--- Extracted data Enclosed Below ---
PR #1919, opened 2025-09-12
AI Agent proto

tomasz-sadura:


proto/redpanda/api/dataplane/v1alpha3/ai_agent.proto
```diff
@@ -0,0 +1,663 @@
...
+  map<string, string> redpanda_mcp_tools = 5 [
+    (buf.validate.field).map.keys.string = {
+      pattern: "^[A-Za-z0-9_-]+$"
+      max_len: 64
+    },
+    (buf.validate.field).map.values.string = {
+      pattern: "^[A-Za-z0-9-_/]+$"
+      max_len: 64
+    },
+    (grpc.gateway.protoc_gen_openapiv2.options.openapiv2_field) = {description: "Map of Redpanda MCP tools to their IDs that this AI agent can use."}
```
malinskibeniamin: Shouldn't the tools also have description, and each parameter can also have its own description?

malinskibeniamin: I think we may need a `Tool` message and `ToolParameter` message

tomasz-sadura: yea, I think this would need to be extended. It's `redpanda_mcp_servers` (wrongly named `redpanda_mcp_tools`) actually right now.
Could you expand why we would need description field and what you mean by parameters?
Could you also expand what the `Tool` and `ToolParameter` should be?

proto/redpanda/api/dataplane/v1alpha3/ai_agent.proto
```diff
@@ -0,0 +1,695 @@
...
+      (buf.validate.field).required = true,
+      (buf.validate.field).string.min_len = 1,
+      (buf.validate.field).string.max_len = 128
+    ];
+
+    // Reference to the API key secret for authenticating with the LLM provider.
+    string api_key_secret_ref = 3 [
+      (google.api.field_behavior) = REQUIRED,
+      (buf.validate.field).required = true,
+      (buf.validate.field).string.pattern = "^[A-Z${}.][A-Z0-9_${}.]*$",
```
weeco: `(buf.validate.field).string.pattern = "^\\$\\{secrets\\.[A-Za-z0-9_]+\\}$"`

NIT: I think this pattern would be stricter and therefore less room for misusing the API

Used in: https://github.com/redpanda-data/console/blob/3680f37b23fcbd16baa8b72040096a11843b046c/proto/redpanda/api/dataplane/v1alpha3/knowledge_base.proto#L43

proto/redpanda/api/dataplane/v1alpha3/ai_agent.proto
```diff
@@ -0,0 +1,695 @@
...
+
+  // AI Agent ID.
+  string id = 1 [
+    (google.api.field_behavior) = REQUIRED,
+    (buf.validate.field).required = true,
+    (buf.validate.field).string.pattern = "^[A-Za-z0-9-_/]+$"
+  ];
+
+  // User-friendly AI agent name.
+  string name = 2 [
```
weeco:
```suggestion
  string display_name = 2 [
```

Just for consistency with pipelines and knowledge bases

proto/redpanda/api/dataplane/v1alpha3/ai_agent.proto
```diff
@@ -0,0 +1,695 @@
...
+    type: "redpanda.api.dataplane.v1alpha3/AIAgent"
+    singular: "ai_agent"
+    plural: "ai_agents"
+  };
+
+  // AI Agent ID.
+  string id = 1 [
+    (google.api.field_behavior) = REQUIRED,
+    (buf.validate.field).required = true,
+    (buf.validate.field).string.pattern = "^[A-Za-z0-9-_/]+$"
```
weeco: NIT: We could add: `(google.api.field_behavior) = OUTPUT_ONLY,`. Given it's not a shared resource for create and get responses unsure how helpful that is. Probably also immutable.

proto/redpanda/api/dataplane/v1alpha3/ai_agent.proto
```diff
@@ -0,0 +1,695 @@
...
+
+  // Optional AI agent description.
+  string description = 3 [(buf.validate.field).string.max_len = 256];
+
+  // System Prompt for the AI agent behavior.
+  string system_prompt = 4 [
+    (google.api.field_behavior) = REQUIRED,
+    (buf.validate.field).required = true,
+    (buf.validate.field).string.min_len = 10,
+    (buf.validate.field).string.max_len = 8192,
```
weeco:
```suggestion
    (buf.validate.field).string.max_len = 16384,
```

The system prompts are often quite verbose.

proto/redpanda/api/dataplane/v1alpha3/ai_agent.proto
```diff
@@ -0,0 +1,695 @@
...
+    };
+    option (redpanda.api.auth.v1.authorization) = {
+      required_permission: PERMISSION_EDIT
+      api: API_CONSOLE
+    };
+  }
+
+  // StopAIAgent stops a specific AI agent.
+  rpc StopAIAgent(StopAIAgentRequest) returns (StopAIAgentResponse) {
+    option (google.api.http) = {post: "/v1alpha3/ai-agents/{id}:stop"};
```
weeco:
```suggestion
    option (google.api.http) = {put: "/v1alpha3/ai-agents/{id}:stop"};
```

We decided to go with put for stopping pipelines: https://github.com/redpanda-data/console/blob/3680f37b23fcbd16baa8b72040096a11843b046c/proto/redpanda/api/dataplane/v1/pipeline.proto#L267

proto/redpanda/api/dataplane/v1alpha3/ai_agent.proto
```diff
@@ -0,0 +1,695 @@
...
+          description: "Not Found"
+          schema: {
+            json_schema: {ref: ".google.rpc.Status"}
+          }
+        }
+      }
+    };
+    option (redpanda.api.auth.v1.authorization) = {
+      required_permission: PERMISSION_EDIT
+      api: API_CONSOLE
```
weeco: Probably should add a new API type for all the agent rpcs. For knowledgebase and pipelines we use `API_REDPANDA_CONNECT`. Can be done at a later point as well since we aren't doing granular authZ yet.

proto/redpanda/api/dataplane/v1alpha3/ai_agent.proto
```diff
@@ -0,0 +1,695 @@
...
+      lte: 32768
+    }];
+
+    // Response format type.
+    enum ResponseFormat {
+      RESPONSE_FORMAT_UNSPECIFIED = 0;
+      RESPONSE_FORMAT_TEXT = 1;
+      RESPONSE_FORMAT_JSON = 2;
+      RESPONSE_FORMAT_JSON_OBJECT = 3;
+    }
```
weeco: We have this enum (almost identical) twice. Once inside `LLMSettings` and once at the `AIAgent` level. I guess by accident. I think this belongs to the agent level and not LLM settings? It seems this one is unused, so probably here by accident?

proto/redpanda/api/dataplane/v1alpha3/ai_agent.proto
```diff
@@ -0,0 +1,695 @@
...
+      (buf.validate.field).required = true,
+      (buf.validate.field).string.pattern = "^[A-Z${}.][A-Z0-9_${}.]*$",
+      (grpc.gateway.protoc_gen_openapiv2.options.openapiv2_field) = {description: "Reference to a secret containing the API key for the LLM provider."}
+    ];
+
+    // Optional temperature setting for response randomness (0.0 to 2.0).
+    optional double temperature = 4 [(buf.validate.field).double = {
+      gte: 0.0
+      lte: 2.0
+    }];
```
weeco: Some models (e.g. GPT-5) do not support the temperature setting and then we would run into issues. I would probably just remove this setting and use the model defaults

proto/redpanda/api/dataplane/v1alpha3/ai_agent.proto
```diff
@@ -0,0 +1,695 @@
...
+
+    // Optional maximum tokens for responses.
+    optional int32 max_tokens = 5 [(buf.validate.field).int32 = {
+      gte: 1
+      lte: 32768
```
weeco: We should go as high as the model specific limits, so probably up to 2M or so?

proto/redpanda/api/dataplane/v1alpha3/ai_agent.proto
```diff
@@ -0,0 +1,695 @@
...
+  ];
+
+  // LLM configuration settings for the AI agent.
+  LLMSettings llm_settings = 5 [
+    (google.api.field_behavior) = REQUIRED,
+    (buf.validate.field).required = true
+  ];
+
+  // Map of MCP servers that this AI agent can use.
+  map<string, MCPServer> mcp_servers = 6 [
```
weeco: I prefer to just use repeat MCPServer and make the key a part of the MCPServer message then. I prefer it because:
1.  I was wondering what the key of this map is for. As part of the MCPServer we could give it an explicit name.
2. The key as part of the message allows us to do better validation and we can add whatever annotations we prefer.

Do we need to use a map / guarantee some key uniqueness? (We could still achieve a unique value across a slice with validation though).

proto/redpanda/api/dataplane/v1alpha3/ai_agent.proto
```diff
@@ -0,0 +1,695 @@
...
+
+  // Optional response format specification.
+  optional ResponseFormat response_format = 8 [(buf.validate.field).enum = {defined_only: true}];
+
+  // Optional JSON schema for structured responses.
+  // Only used when response_format is RESPONSE_FORMAT_JSON.
+  optional string response_schema = 9 [
+    (buf.validate.field).string.max_len = 8192,
+    (grpc.gateway.protoc_gen_openapiv2.options.openapiv2_field) = {description: "JSON schema defining the structure of expected responses when using JSON response format."}
+  ];
```
weeco: Could imagine refactoring this into a one_of pattern, so that we can express the field dependency better. What do you think?

```proto
  oneof response_configuration {
    TextResponseConfig text_response = 8;
    JsonResponseConfig json_response = 9;
  }

  message TextResponseConfig {
    // Could add text-specific options later
  }

  message JsonResponseConfig {
    // Optional JSON schema for structured responses
    optional string schema = 1 [(buf.validate.field).string.max_len = 8192];
  }
```

proto/redpanda/api/dataplane/v1alpha3/ai_agent.proto
```diff
@@ -0,0 +1,695 @@
...
+    // The AI agent is stopped and in paused state.
+    STATE_STOPPED = 4;
+    // The AI agent encountered an error.
+    STATE_ERROR = 5;
+  }
+
+  // MCP transport types.
+  enum MCPTransport {
+    MCP_TRANSPORT_UNSPECIFIED = 0;
+    MCP_TRANSPORT_REDPANDA_MCP_SERVER = 1;
```
weeco: Do we require different input / extra information or why do we need to distinguish between streamable/sse and redpanda I wonder? What changes if this is set?

proto/redpanda/api/dataplane/v1alpha3/ai_agent.proto
```diff
@@ -0,0 +1,695 @@
...
+    MCP_TRANSPORT_STREAMABLE = 2;
+    MCP_TRANSPORT_SSE = 3;
+  }
+
+  // MCP server configuration.
+  message MCPServer {
```
weeco, line 114: Do we need to add something for the authorization to our Redpanda hosted MCP servers which are OAuth protected?

proto/redpanda/api/dataplane/v1alpha3/ai_agent.proto
tomasz-sadura: Yea, you can update a single map item with updatemask, while you cannot update a single list item it seems...

proto/redpanda/api/dataplane/v1alpha3/ai_agent.proto
tomasz-sadura: For Redpanda we can do wiring within the cluster. It's true we can determine Redpanda by the URL, so basically we could simplify and remove the `REDPANDA_MCP_SERVER` option. Adding @birdayz for his opinion whether he sees any need to explicitly highlight Redpanda MCP Servers here

proto/redpanda/api/dataplane/v1alpha3/ai_agent.proto
tomasz-sadura: maybe later. For now I see it as passing the authorization header from the agent request. You can use `pass_headers` for this.

proto/redpanda/api/dataplane/v1alpha3/ai_agent.proto
```diff
@@ -0,0 +1,684 @@
...
+  string system_prompt = 4 [
+    (google.api.field_behavior) = REQUIRED,
+    (buf.validate.field).required = true,
+    (buf.validate.field).string.min_len = 10,
+    (buf.validate.field).string.max_len = 16384,
+    (grpc.gateway.protoc_gen_openapiv2.options.openapiv2_field) = {description: "System instructions that define how the AI agent should behave and respond."}
+  ];
+
+  // LLM configuration settings for the AI agent.
+  LLMSettings llm_settings = 5 [
```
birdayz: should we have a shared type for this?

we'll need provider + model + credentials combo more often i suppose.

we have https://github.com/redpanda-data/console/pull/1919/files#diff-b0a5439bbd6fd803547132a9976f6e639baed20911cae690b6dbf978fa0ea0ce for KB.

proto/redpanda/api/dataplane/v1alpha3/ai_agent.proto
```diff
@@ -0,0 +1,684 @@
...
+      (google.api.field_behavior) = REQUIRED,
+      (buf.validate.field).required = true,
+      (buf.validate.field).enum = {
+        defined_only: true
+        not_in: [0]
+      }
+    ];
+
+    // URL of the MCP server.
+    string server_url = 2 [
```
birdayz: do we need arbitrary servers at first?

can we start with a simple variant, that just works with our remote mcp servers?

e.g. repeated string mcp_server_ids.
and we config it under the hood.

maybe only open up to ther MCPs later. we just build the fully managed experience for now with our mcp server.
then we don't need things like pass headers, headers.. 

for Oct14, we need to support usage of the "entire thing". for truly remote servers, we will most likely need more elaborate config with oidc dynamic client registration etc, i'd rather skip it until we truly focus on it

proto/redpanda/api/dataplane/v1alpha3/ai_agent.proto
```diff
@@ -0,0 +1,684 @@
...
+            pattern: "^[A-Za-z0-9-_]+$"
+            max_len: 64
+          }
+        }
+      },
+      (grpc.gateway.protoc_gen_openapiv2.options.openapiv2_field) = {description: "List of header names from the request to pass through to the MCP server (e.g., 'Authorization', 'X-User-ID')."}
+    ];
+
+    // Optional timeout for requests to the MCP server in seconds.
+    optional int32 timeout = 5 [
```
birdayz: do we need this knob?

proto/redpanda/api/dataplane/v1alpha3/ai_agent.proto
weeco: In the end we always have to configure the agents with these information anyways no? In fact I was wondering whether we wouldn't need the oidc client id & secret for our own agents and whether this is missing. I think arbitrary remote MCPs would be helpful, the majority supports apitokens besides OAuth FWIW

proto/redpanda/api/dataplane/v1alpha3/ai_agent.proto
weeco: Okay interesting, I'd clarify the purpose of the map key then. I assume it's the mcp server id.

proto/redpanda/api/dataplane/v1alpha3/ai_agent.proto
tomasz-sadura: makes sense if required props are different. Done

proto/redpanda/api/dataplane/v1alpha3/ai_agent.proto
tomasz-sadura: what about we support Redpanda only for now. I commented out the more generic MCPServers section. I see no issue with supporting them (with API key) once we support Redpanda MCP, as the code to call proper transport will be basically the same? So it's a small change and some testing then

proto/redpanda/api/dataplane/v1alpha3/ai_agent.proto
tomasz-sadura: probably not at this stage

proto/redpanda/api/dataplane/v1alpha3/ai_agent.proto
```diff
@@ -0,0 +1,684 @@
...
+  // URL to connect to the AI agent endpoint.
+  string url = 11 [(google.api.field_behavior) = OUTPUT_ONLY];
+
+  // Response configuration.
+  oneof response_configuration {
+    // Text response configuration.
+    TextResponseConfig text_response = 12;
+
+    // JSON response configuration.
+    JsonResponseConfig json_response = 13;
```
birdayz: how well would this work with Gemini and Claude ? if it's provider specific and not 100% generic, we have to move it into the OpenAI LLM block

all providers support some sort of structured output, but is this API field identical for all?

proto/redpanda/api/dataplane/v1alpha3/ai_agent.proto
```diff
@@ -0,0 +1,684 @@
...
+    STATE_STOPPED = 4;
+    // The AI agent encountered an error.
+    STATE_ERROR = 5;
+  }
+
+  // MCP transport types.
+  enum MCPTransport {
+    MCP_TRANSPORT_UNSPECIFIED = 0;
+    MCP_TRANSPORT_STREAMABLE = 1;
+    MCP_TRANSPORT_SSE = 2;
```
birdayz: i think we can skip this one, if we support only redpanda cloud remote mcp for now, we do not need this sort of configurability

proto/redpanda/api/dataplane/v1alpha3/ai_agent.proto
birdayz: i suggest to go this way. only support redpanda cloud managed remote mcp, and expand later. Minimal effort, most streamlined Milestone 0 (we must build on top of Remote MCP which was just shipped)

i'd throw out the commented out code and add it back when we need it (dead code is bad code)

proto/redpanda/api/dataplane/v1alpha3/ai_agent.proto
```diff
@@ -0,0 +1,684 @@
...
+    (buf.validate.field).required = true
+  ];
+  string model = 7 [
+    (google.api.field_behavior) = REQUIRED,
+    (google.api.field_behavior) = IMMUTABLE,
+    (buf.validate.field).required = true
+  ];
+
+  // List of Redpanda MCP server IDs that this AI agent can use.
+  repeated string mcp_server_ids = 8;
```
birdayz: hm, i think we need a message type value for this, so we can e.g. include/exclude tools.
then we can also easier evolve this type further, e.g. if we really introduce support for non-managed MCPs

@weeco mentioned this, some frameworks allow plugging an mcp, but you can provide an exclusion, inclusion regex for tool names.

what about

message MCPServer {
  string id = 1;
  included_tools_pattern = 2; // Default to including all / .*
  excluded_tools_pattern = 3; // Default to empty / disabled
  // Anything else?
}

might as well do map for fieldmask tbh

weeco: What I have seen was the filter on the consumer side (agent that can configure the include/exclude)

birdayz: this is the consumer side, no? (list of tools the agent has available)

birdayz (approved):
approving to unblock. i think, further design discussions will arise, but we will be in a better position to discuss these if we have deployed a prototype already and wired it up with the agent.

tomasz-sadura:
ok, makes sense. I cleanup up a little:
- use map from string to MCPServer object with string id only for now
- remove response_format altogether for now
--- End of Enclosed Extracted data ---
Try it -
The lines to show are those in the data above that include "different".

Answer -
weeco: Do we require different input / extra information or why do we need to distinguish between streamable/sse and redpanda I wonder? What changes if this is set?
tomasz-sadura: makes sense if required props are different. Done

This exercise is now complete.